PR #625, opened 2025-02-12
Refactor evaluate ast to improve readability

CalOmnie:
This PR does 3 main things:
- create a `common_params` variable for use instead of retyping `state, static_tools, custom_tools, authorized_imports` every time
- Replace the `elif` machine with a `match` statement
- Create `evaluate_ast_partial`, a partial evaluation of `evaluate_ast` allowing it to be used with `map`

I'll concede the later 2 are more of an opinionated choice than a straight improvement to readability, let me know if you think so too and I'll discard them.


src/smolagents/local_python_executor.py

++++++++

▸ **WHAT IS BEING ASKED**:
The required output is every line above from the one with "variable for use" down to the one with "a partial evaluation", restated word for word, ends included.

▸ **EXPECTED OUTPUT**:
- create a `common_params` variable for use instead of retyping `state, static_tools, custom_tools, authorized_imports` every time
- Replace the `elif` machine with a `match` statement
- Create `evaluate_ast_partial`, a partial evaluation of `evaluate_ast` allowing it to be used with `map`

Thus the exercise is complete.